Миновав лучников, предстоит слезть с частокола и не переломать ноги. Дальше останется перебраться через горы, оторвавшись от стражников и костоголовых псов, которые пустятся в погоню, зима уже близка. Понадобятся еда, теплая одежда, оружие и прочие припасы, и даже тогда вероятность выжить крайне мала.

Но попытаться все равно нужно.

— Вышний не любит бездельников! — надрывался священник. — Он не оказывает милости бессильным и сетующим.

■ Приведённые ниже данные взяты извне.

PR #21128, opened 2025-02-07
feat(python): Enable ingest of objects supporting the PyCapsule interface via `from_arrow`

### LINKED ISSUE #20872: `_arrow_c_stream` does not work with `pl.from_arrow()` but does with `pl.DataFrame`
### Checks

### Reproducible example

```python
reader = arro3.core.RecordBatchReader.from_batches(schema=data[0].schema, batches =data)
pl.from_arrow(reader)

```

### Log output

```shell

```

### Issue description

From_arrow in polars doesn't look if the object has an available _arrow_c_stream, it only looks at if it's a pyarrow instance.

### Expected behavior

Access arrow data from any object that supports _arrow_c_stream

### Installed versions

<details>

```
v1.20
```

</details>

alexander-beedie:
Closes #20872.

Allows loading of objects that support `PyCapsule` via `pl.from_arrow` without having to import/load `pyarrow`. We already allow the DataFrame constructor to take such objects, so this resolves an inconsistency... Moved the common code out into a `_utils` module to make things clean.

### DIFF
--- a/py-polars/tests/unit/interop/test_interop.py
+++ b/py-polars/tests/unit/interop/test_interop.py
@@ -68,7 +68,6 @@ def test_arrow_dict_to_polars() -> None:
         name="pa_dict",
         values=["AAA", "BBB", "CCC", "DDD", "BBB", "AAA", "CCC", "DDD", "DDD", "CCC"],
     )
-
     assert_series_equal(s, pl.Series("pa_dict", pa_dict))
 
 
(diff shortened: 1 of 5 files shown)


py-polars/tests/unit/interop/test_interop.py
```diff
@@ -812,13 +811,23 @@ def test_df_pycapsule_interface() -> None:
...
+    expected_schema = pl.Schema([("a", pl.Int128), ("b", pl.String), ("c", pl.String)])
+
+    for arrow_obj in (
+        pl.from_arrow(capsule_df),  # capsule
+        out,  # table loaded from capsule
+    ):
+        df_res = pl.from_arrow(arrow_obj, schema_overrides=schema_overrides)
+        assert expected_schema == df_res.schema  # type: ignore[union-attr]
+        assert isinstance(df_res, pl.DataFrame)
+        assert df.equals(df_res)
```
MarcoGorelli, line 830: out of interest, any reason to use this instead of `assert_frame_equal(df, df_res, check_dtypes=False)`?

MarcoGorelli (approved):
nice one!

(just left a question, out of interest really, not worth addressing if there's no difference)

py-polars/tests/unit/interop/test_interop.py
alexander-beedie: None; just extended the existing test as-is 😂

PR #21161, opened 2025-02-10
chore(python): Avoid while loop in `Array.__repr__`

FBruzzesi:
# Description

Avoids infinite loop in unexpected scenario by limiting the depth to the known depth of `self.shape`.

Suggested by @MarcoGorelli

### DIFF
--- a/py-polars/polars/datatypes/classes.py
+++ b/py-polars/polars/datatypes/classes.py
@@ -904,9 +904,9 @@ class Array(NestedType):
 
     def __repr__(self) -> str:
         # Get leaf type
-        dtype = self.inner
-        while isinstance(dtype, Array):
-            dtype = dtype.inner
+        dtype = self
+        for _ in self.shape:
+            dtype = dtype.inner  # type: ignore[assignment]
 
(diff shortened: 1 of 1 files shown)


MarcoGorelli (approved):
thanks @FBruzzesi 

for context, I suggested this to reduce the chances of an implementation error leading to an infinite `while` loop

ritchie46:
Did you encounter the infinite loop? It is an impossible state as the array's always should have a non-array leaf type.

MarcoGorelli:
i didn't, no, it's just the kind of thing i get paranoid about, so when we were mirroring the repr in narwhals i figured we might suggest the same change here

happy to close if it's too minor / not an issue anyway

ritchie46:
Well, if it loops infinitely we would immediately know one of our invariants are broken. Now it might silently return. So I think the infinite loop is preferable here as it goes wrong bad. :D

MarcoGorelli:
sure thing, sorry both for my suggestion! closing then

ritchie46:
No worries. ^^

PR #21169, opened 2025-02-10
feat: Add row index to new streaming multiscan

coastalwhite:


crates/polars-plan/src/plans/schema.rs
```diff
@@ -32,6 +32,11 @@ impl DslPlan {
 #[derive(Clone, Debug, Default)]
 #[cfg_attr(feature = "serde", derive(Serialize, Deserialize))]
 pub struct FileInfo {
+    /// Schema of the physical file.
+    ///
+    /// Notes:
+    /// - Does not include logical columns like `include_file_path` and row index.
+    /// - Always includes all hive columns.
```
ritchie46, line 39: Even if the file doesn't have these columns yet?

crates/polars-stream/src/nodes/io_sources/ipc.rs
```diff
@@ -558,20 +569,15 @@ impl MultiScanable for IpcSourceNode {
             }
         }
     }
-    fn with_row_index(&mut self, row_index: Option<PlSmallStr>) {
-        self.row_index = row_index.map(|name| RowIndex { name, offset: 0 });
-    }
 
-    async fn row_count(&mut self) -> PolarsResult<IdxSize> {
+    async fn unrestricted_row_count(&mut self) -> PolarsResult<IdxSize> {
```
ritchie46, line 573: Can we describe what is meant with this?

crates/polars-plan/src/plans/schema.rs
coastalwhite: Yup, it is rather weird behavior.

crates/polars-stream/src/nodes/io_sources/ipc.rs
coastalwhite: It is documented in the trait definition.

PR #21172, opened 2025-02-10
feat: Allow `join_nulls` in asof join

### LINKED ISSUE #17886: `join_nulls` in "asof" join
### Description

Would it be possible to add the `join_nulls: bool = False` argument to the [.join_asof()](https://docs.pola.rs/api/python/stable/reference/dataframe/api/polars.DataFrame.join_asof.html) function, as it is also available to the [.join()](https://docs.pola.rs/api/python/stable/reference/dataframe/api/polars.DataFrame.join.html) function?

I have a use case where I want to join two data frames using the "asof" logic, and I'd also like to join when the join keys (`on`/`left_on`/`right_on`) are `Null`. I would also be interested whether there is a workaround in the mean time.

NicolasMuellerQC:
Fixes #17886: This PR introduces a `join_nulls` option to the `by` part of `join_asof`.

### DIFF
--- a/crates/polars-ops/src/frame/join/asof/groups.rs
+++ b/crates/polars-ops/src/frame/join/asof/groups.rs
@@ -164,6 +164,7 @@ fn asof_join_by_binary<B, T, A, F>(
     right_asof: &ChunkedArray<T>,
     filter: F,
     allow_eq: bool,
+    join_nulls: bool,
 ) -> IdxArr
 where
     B: PolarsDataType,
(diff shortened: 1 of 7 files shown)


crates/polars-ops/src/frame/join/asof/groups.rs
```diff
@@ -290,6 +292,16 @@ where
...
             },
+            (_, true) => {
+                let left_by_bin = left_by_s.strict_cast(&DataType::Binary)?;
+                let right_by_bin = right_by_s.strict_cast(&DataType::Binary)?;
+
+                let left_by = left_by_bin.binary().unwrap();
+                let right_by = right_by_bin.binary().unwrap();
+                asof_join_by_binary::<BinaryType, T, A, F>(
+                    left_by, right_by, left_asof, right_asof, filter, allow_eq, join_nulls,
+                )
```
NicolasMuellerQC, line 303: Is there a better way to use `asof_join_by_binary` with numerical types?
Or even better, is it easily possible to adjust `asof_join_by_numeric` to work with nulls in the `by` column?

Но у кого есть воля и стойкость, на тех изливается свет Вышнего!

«Ну что ж, я выстою, — думал Арен, обращаясь к Вышнему. — Я выстою и вырвусь из этого ада, в который ты меня упек, и заберу с собой лучшего друга. Останови меня, если можешь».

Грозить богу кулаком оказалось приятно, но Арен предпочел вернуться к более насущному предмету. Прежде чем приступить к воплощению плана, нужно кое с чем разобраться, и в первую очередь — с Грабом.

Он высмотрел скарла в толпе и почувствовал, как в сердце вскипают ненависть и страх. Граб попал в лагерь вскоре после Арена и, кажется, ни с кем здесь не подружился. Зато жертв у него было множество. Кейда этот жребий миновал, потому что он умел развлекать узников, и те могли за него заступиться; у Арена таких защитников не было. Считая прочих справедливо осужденными изменниками и преступниками, он держался особняком и невольно превратил себя в уязвимую мишень. Но сегодня все изменится.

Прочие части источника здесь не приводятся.